> DATA LISTING:
PR #2513, opened 2022-12-20
Fix `QuantileForecast.quantile` in case only mean is stored

### LINKED ISSUE #2498: AssertionError while using ets from wrapper.
## Description
ets from statforecast model producing error.

## To Reproduce

```python
from gluonts.ext.statsforecast import ETSPredictor
from gluonts.evaluation.backtest import backtest_metrics
dataset = get_dataset("pedestrian_counts")
predictor = ETSPredictor(prediction_length=dataset.metadata.prediction_length)
agg_metrics, agg_perite = backtest_metrics(dataset.test, predictor)

```

```
RemoteTraceback                           Traceback (most recent call last)
RemoteTraceback: 
"""
  File "/usr/lib/python3.7/multiprocessing/pool.py", line 121, in worker
    result = (True, func(*args, **kwds))
  File "/usr/lib/python3.7/multiprocessing/pool.py", line 44, in mapstar
    return list(map(*args))
  File "/home/bhaskar/Desktop/gluonts/src/gluonts/evaluation/_base.py", line 56, in worker_function
    return evaluator.get_metrics_per_ts(ts, forecast)
  File "/home/bhaskar/Desktop/gluonts/src/gluonts/evaluation/_base.py", line 343, in get_metrics_per_ts
    median_fcst = forecast.quantile(0.5)
  File "/home/bhaskar/Desktop/gluonts/src/gluonts/model/forecast.py", line 726, in quantile
    quantiles, quantile_predictions
  File "/home/bhaskar/Desktop/gluonts/src/gluonts/model/forecast.py", line 52, in __init__
    ), "Need at least two points for linear interpolation."
AssertionError: Need at least two points for linear interpolation.
"""
```

## Environment
- Operating system:Ubuntu 18.04
- Python version:3.7
- GluonTS version:dev
- MXNet version:

lostella:
*Issue #, if available:* Fixes #2498

*Description of changes:* There was a bug into the logic that decided whether to do linear interpolation or not, in the edge case where only mean is stored in the forecast object. This fixes it and adds a test.

### DIFF
--- a/test/model/test_forecast.py
+++ b/test/model/test_forecast.py
@@ -53,7 +53,7 @@ MULTIVARIATE_FORECASTS = {
 
 
 @pytest.mark.parametrize("name", FORECASTS.keys())
-def test_Forecast(name):
+def test_forecast(name):
     forecast = FORECASTS[name]
 
     def percentile(value):
@@ -73,6 +73,23 @@ def test_Forecast(name):
     assert forecast.index[0] == START_DATE
 
     forecast.plot()
+
+
+def test_mean_only_forecast():
+    forecast = QuantileForecast(
+        forecast_arrays=np.ones(shape=(1, 12)),
+        start_date=pd.Period("2022-03-04 00", freq="H"),
+        forecast_keys=["mean"],
+    )
+
+    assert forecast.prediction_length == 12
+    assert len(forecast.index) == 12
+    assert forecast.index[0] == pd.Period("2022-03-04 00", freq="H")
+
+    for level in [0.1, 0.5, 0.7]:
+        assert np.isnan(forecast.quantile(level)).all()
+    
+    assert np.equal(forecast.mean, 1).all()
 
 
 @pytest.mark.parametrize(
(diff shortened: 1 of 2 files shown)


test/model/test_forecast.py
```diff
@@ -75,6 +75,23 @@ def percentile(value):
...
+        forecast_arrays=np.ones(shape=(1, 12)),
+        start_date=pd.Period("2022-03-04 00", freq="H"),
+        forecast_keys=["mean"],
+    )
+
+    assert forecast.prediction_length == 12
+    assert len(forecast.index) == 12
+    assert forecast.index[0] == pd.Period("2022-03-04 00", freq="H")
+
+    for level in [0.1, 0.5, 0.7]:
```
melopeo, line 89: Ok. It seems that the main message here is that, if we only have the field `mean` in the `QuantileForecast` then we will return `np.nan` if any quantile is requested. LGTM.

melopeo (approved):

test/model/test_forecast.py
lostella: Exactly

jaheba:
What looks weird to me is that we treat `mean` as a quantile. Shouldn't we just keep them separate?

lostella:
> What looks weird to me is that we treat `mean` as a quantile. Shouldn't we just keep them separate?

Yes, I agree. Either that or `QuantileForecast` gets a different name.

> ACTIVITY: Search the records above for "value". Copy each line where it is found.

> TASK ANSWER:
     def percentile(value):
@@ -75,6 +75,23 @@ def percentile(value):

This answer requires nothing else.